Translation quality evaluator (LLM-as-judge).

Uses an LLM to judge the translation quality of eval_output compared to expected_output in the target language.

When to use: Machine translation or multilingual output scenarios.

Requires expected_output: Yes.

Args: language: Target language (e.g. "Spanish"). model: LLM model name. client: OpenAI client instance.

ValidJSON

ValidJSON(*, schema: 'Any' = None) -> 'AutoevalsAdapter'

JSON syntax and schema validation evaluator.

Returns 1.0 if eval_output is valid JSON (and optionally matches the provided schema), 0.0 otherwise.

When to use: Outputs that must be valid JSON — optionally conforming to a specific schema (e.g. tool call responses, structured extraction).

Requires expected_output: No.

Args: schema: Optional JSON Schema to validate against.

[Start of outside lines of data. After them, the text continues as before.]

PR #203, opened 2021-09-17
NET-502: clean up unused connections

juslesan:
- Clean up leftover unused connections that remain after high churn

### DIFF
--- a/packages/network/src/logic/Node.ts
+++ b/packages/network/src/logic/Node.ts
@@ -86,6 +86,7 @@ export class Node extends EventEmitter {
     private readonly consecutiveDeliveryFailures: Record<NodeId,number> // id => counter
     private readonly rttUpdateTimeoutsOnTrackers: { [key: string]: NodeJS.Timeout } // trackerId => timeout
     private readonly metrics: Metrics
+    private connectionCleanUpInterval: NodeJS.Timeout | null
     private handleBufferedMessagesTimeoutRef?: NodeJS.Timeout | null
     protected extraMetadata: Record<string, unknown> = {}
 
@@ -167,6 +168,8 @@ export class Node extends EventEmitter {
             .addRecordedMetric('onUnsubscribeRequest')
             .addRecordedMetric('onNodeDisconnect')
             .addFixedMetric('latency')
+
+        this.connectionCleanUpInterval = this.startConnectionCleanUpInterval()
     }
 
     start(): void {
@@ -392,6 +395,11 @@ export class Node extends EventEmitter {
             this.handleBufferedMessagesTimeoutRef = null
         }
 
+        if (this.connectionCleanUpInterval) {
+            clearInterval(this.connectionCleanUpInterval)
+            this.connectionCleanUpInterval = null
+        }
+
         Object.values(this.disconnectionTimers).forEach((timeout) => clearTimeout(timeout))
         Object.values(this.rttUpdateTimeoutsOnTrackers).forEach((timeout) => clearTimeout(timeout))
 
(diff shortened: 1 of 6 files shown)


packages/network/src/logic/Node.ts
```diff
@@ -131,6 +132,7 @@ export class Node extends EventEmitter {
         )
         this.consecutiveDeliveryFailures = {}
         this.trackerConnector = new TrackerConnector(() => this.streams.getStreams(), this.nodeToTracker, this.trackerRegistry, this.logger, opts.trackerConnectionMaintenanceInterval ?? 5000)
+        this.connectionCleanUpInterval = this.startConnectionCleanUpInterval(2 * 60 * 1000)
```
teogeb: Move this to `Node.start()` method?

packages/network/src/protocol/NodeToNode.ts
```diff
@@ -125,4 +125,8 @@ export class NodeToNode extends EventEmitter {
             || this.endpoint.getDefaultControlLayerProtocolVersion()
         return [controlLayerVersion, messageLayerVersion]
     }
+
+    getAllConnectionNodeIds(): PeerId[] {
```
teogeb:
```suggestion
    getAllConnectionNodeIds(): NodeId[] {
```

teogeb (approved):

packages/network/src/logic/Node.ts
```diff
@@ -534,6 +542,19 @@ export class Node extends EventEmitter {
...
     }
 
+    private startConnectionCleanUpInterval(interval: number): NodeJS.Timeout {
+        return setInterval(() => {
+            const peerIds = this.nodeToNode.getAllConnectionNodeIds()
+            const unusedConnections = peerIds.filter((peer) => !this.isNodePresent(peer))
+            if (unusedConnections.length > 0) {
+                this.logger.debug(`Disconnecting from ${unusedConnections.length} unused connections`)
+                unusedConnections.forEach((peerId) => {
+                    this.nodeToNode.disconnectFromNode(peerId, 'Unused connection')
```
timoxley, line 553: any harm in calling this while already disconnecting?

packages/network/src/logic/Node.ts
```diff
@@ -534,6 +542,19 @@ export class Node extends EventEmitter {
         }
     }
 
+    private startConnectionCleanUpInterval(interval: number): NodeJS.Timeout {
+        return setInterval(() => {
+            const peerIds = this.nodeToNode.getAllConnectionNodeIds()
+            const unusedConnections = peerIds.filter((peer) => !this.isNodePresent(peer))
```
timoxley, line 549: is it possible this cleans up nodes that are involved in a currently executing instruction?
I wonder if this should be invoked in a debounced function that's called after each tracker instruction is completed, rather than on an interval?

packages/network/src/logic/Node.ts
```diff
@@ -172,6 +174,7 @@ export class Node extends EventEmitter {
     start(): void {
         this.logger.trace('started')
         this.trackerConnector.start()
+        this.connectionCleanUpInterval = this.startConnectionCleanUpInterval(2 * 60 * 1000)
```
timoxley, line 178: Recommend adding `clearInterval(this.connectionCleanUpInterval!)` before setting it for good measure. Accidentally having multiple intervals running can silently cause all sorts of weird problems and it's easy to prevent entirely if you *always* clear the timeout before you set a timeout/interval

packages/network/src/logic/Node.ts
juslesan: Shouldn't be a problem:
https://github.com/streamr-dev/network-monorepo/blob/4ae0467d8472109de70a5e93523978df31a0b305/packages/network/src/connection/WebRtcConnection.ts#L179

packages/network/src/logic/Node.ts
juslesan: That could be possible. However, when churn testing locally with 40 nodes, 5 minutes of churn, and a 1 minute interval on the clean up function the the network operated as expected and did not gather high numbers of unused connections as described in the ticket.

Custom Evaluators: create_llm_evaluator

Factory for custom LLM-as-judge evaluators from prompt templates.

Usage::

from pixie import create_llm_evaluator

concise_voice_style = create_llm_evaluator(
    name="ConciseVoiceStyle",
    prompt_template="""
    You are evaluating whether a voice agent response is concise and
    phone-friendly.

    User said: {eval_input}
    Agent responded: {eval_output}
    Expected behavior: {expectation}

    Score 1.0 if the response is concise (under 3 sentences), directly
    addresses the question, and uses conversational language suitable for
    a phone call. Score 0.0 if it's verbose, off-topic, or uses
    written-style formatting.
    """,
)

create_llm_evaluator

create_llm_evaluator(name: 'str', prompt_template: 'str', *, model: 'str' = 'gpt-4o-mini', client: 'Any | None' = None) -> '_LLMEvaluator'

Create a custom LLM-as-judge evaluator from a prompt template.

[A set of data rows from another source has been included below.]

PR #204, opened 2021-09-17
SSR friendly web build

mondoreale:
In this PR I'm making the web/browser build compatible with gatsby.

- I place `window`-touching things inside functions (see uuids), initialize them on first use.
- I go with a custom `globalObject`, use `this` if the default `self` isn't there.
- Add missing "is `window` defined" checks.

Hope that works well and can be pushed out very soon. **I need this for the pub site launch.**

cc @hpihkala


jtakalai (commented):
lots of lint complaints for missing types

mondoreale:
@jtakalai anything there about what I did here or generally?

packages/client/src/utils/index.ts
```diff
@@ -16,14 +16,18 @@ import Scaffold from './Scaffold'
 
 export { AggregatedError, Scaffold }
 
-const UUID = uuidv4()
+let UUID: any
```
timoxley: `:string`

packages/client/src/StreamrClient.ts
```diff
@@ -149,8 +149,7 @@ class StreamrCached {
     }
 }
 
-// use process id in node uid
-const uid = process.pid != null ? process.pid : `${uuid().slice(-4)}${uuid().slice(0, 4)}`
+let uid: any
```
timoxley: `:string`

timoxley (approved):
I wonder if `globalThis` would "just work"

https://developer.mozilla.org/en-US/docs/Web/JavaScript/Reference/Global_Objects/globalThis

e.g. 

node:
`globalThis.process`

browser:
`globalThis.fetch`

timoxley:
> I place window-touching things inside functions (see uuids), initialize them on first use.

Why

timoxley:
also wondering if maybe we need to shim `uuidv4` for browser?

mondoreale:
> > I place window-touching things inside functions (see uuids), initialize them on first use.
> 
> Why

Because we don't shim `uuidv4` for browser. ;)

mondoreale:
`globalThis` works.

packages/client/src/StreamrClient.ts
```diff
@@ -192,6 +191,12 @@ export class StreamrClient extends EventEmitter { // eslint-disable-line no-rede
     // TODO annotate connection parameter as internal parameter if possible?
     constructor(options: StreamrClientOptions = {}, connection?: StreamrConnection) {
         super()
+
+        if (typeof uid === 'undefined') {
+            // use process id in node uid
+            uid = process.pid != null ? `${process.pid}` : `${uuid().slice(-4)}${uuid().slice(0, 4)}`
+        }
```
timoxley: Please add some comments as to why this is done here otherwise it's likely it'll end up accidentally refactored back to how it was

packages/client/src/utils/index.ts
```diff
@@ -16,14 +16,18 @@ import Scaffold from './Scaffold'
...
 
 export const SEPARATOR = '-'
 /*
  * Incrementing + human readable uuid
  */
 
 export function uuid(label = '') {
+    if (!UUID) {
+        UUID = uuidv4()
+    }
```
timoxley: same

timoxley (approved):

packages/client/src/StreamrClient.ts
mondoreale: Good point.

mondoreale:
@timoxley, can you have another look? It's sort of compromise between a proper shim and touching things when they're needed.

mondoreale:
It was a bit weird to describe reasons behind the previous approach without telling the whole story so I did something more self-explanatory.

mondoreale:
Any chance we could get that merged and released today?

mondoreale:
@timoxley can you assist me here? I'd like to merge that one in and move on with the site. Can I have a 5.4.5 maybe for it? I see there's a v6 in the cooking. LMK

timoxley (approved):
add comments then lgtm.

mondoreale:
@timoxley, done. If it's all good please merge and publish. Thanks!

packages/client/src/utils/uuid.ts
```diff
@@ -0,0 +1,18 @@
...
+
+export const SEPARATOR = '-'
+
+let UUID: string
+
+export default function uuid(label = ''): string {
+    if (typeof UUID === 'undefined') {
+        // Create UUID on the first use of the function in order to avoid premature `uuidv4` calls.
+        // Doing it otherwise will break browser projects that utilize server-side rendering (no
+        // `window` while build's target is `web`).
```
mondoreale: Added a similar one here.

timoxley (approved):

The template may reference these variables (populated from the :class:~pixie.storage.evaluable.Evaluable fields):

  • {eval_input} — the evaluable's input data. Single-item lists expand to that item's value; multi-item lists expand to a JSON dict of name → value pairs.
  • {eval_output} — the evaluable's output data (same rule as eval_input).
  • {expectation} — the evaluable's expected output

Args: name: Display name for the evaluator (shown in scorecard). prompt_template: A string template with {eval_input}, {eval_output}, and/or {expectation} placeholders. model: OpenAI model name (default: gpt-4o-mini). client: Optional pre-configured OpenAI client instance.

Returns: An evaluator callable satisfying the Evaluator protocol.

Raises: ValueError: If the template uses nested field access like {eval_input[key]} (only top-level placeholders are supported).